Below is a listing; copy all of it exactly.

** Data records **

────

PR #435, opened 2020-10-23
main: notify the service manager when it's beginning to shutdown

JonathanKang:
This makes sure that the main process won't get SIGTERM on shutdown,
for example timed exit after idling for a while. This fix the problem
that libzypp fails to clean up some temporary files when packagekitd
quits.

### DIFF
--- a/src/pk-main.c
+++ b/src/pk-main.c
@@ -32,6 +32,9 @@
 #include <glib-unix.h>
 #include <glib/gi18n.h>
 #include <packagekit-glib2/pk-debug.h>
+#ifdef HAVE_SYSTEMD_SD_DAEMON_H
+#include <systemd/sd-daemon.h>
+#endif
 
 #include "pk-engine.h"
 #include "pk-shared.h"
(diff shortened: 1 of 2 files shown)


src/pk-main.c
```diff
@@ -245,6 +246,8 @@ main (int argc, char *argv[])
 	syslog (LOG_DAEMON | LOG_DEBUG, "daemon quit");
 	closelog ();
 
+	sd_notify(0, "STOPPING=1");
```
hughsie, line 249: space before bracket please.

src/pk-main.c
```diff
@@ -32,6 +32,7 @@
 #include <glib-unix.h>
 #include <glib/gi18n.h>
 #include <packagekit-glib2/pk-debug.h>
+#include <systemd/sd-daemon.h>
```
hughsie, line 35: I think you'll need to add something like HAVE_SYSTEMD_SD_DAEMON_H around this otherwise you'll upset the usual crowd.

────

** Reply to the task **
PR #435, opened 2020-10-23
main: notify the service manager when it's beginning to shutdown

JonathanKang:
This makes sure that the main process won't get SIGTERM on shutdown,
for example timed exit after idling for a while. This fix the problem
that libzypp fails to clean up some temporary files when packagekitd
quits.

### DIFF
--- a/src/pk-main.c
+++ b/src/pk-main.c
@@ -32,6 +32,9 @@
 #include <glib-unix.h>
 #include <glib/gi18n.h>
 #include <packagekit-glib2/pk-debug.h>
+#ifdef HAVE_SYSTEMD_SD_DAEMON_H
+#include <systemd/sd-daemon.h>
+#endif
 
 #include "pk-engine.h"
 #include "pk-shared.h"
(diff shortened: 1 of 2 files shown)


src/pk-main.c
```diff
@@ -245,6 +246,8 @@ main (int argc, char *argv[])
 	syslog (LOG_DAEMON | LOG_DEBUG, "daemon quit");
 	closelog ();
 
+	sd_notify(0, "STOPPING=1");
```
hughsie, line 249: space before bracket please.

src/pk-main.c
```diff
@@ -32,6 +32,7 @@
 #include <glib-unix.h>
 #include <glib/gi18n.h>
 #include <packagekit-glib2/pk-debug.h>
+#include <systemd/sd-daemon.h>
```
hughsie, line 35: I think you'll need to add something like HAVE_SYSTEMD_SD_DAEMON_H around this otherwise you'll upset the usual crowd.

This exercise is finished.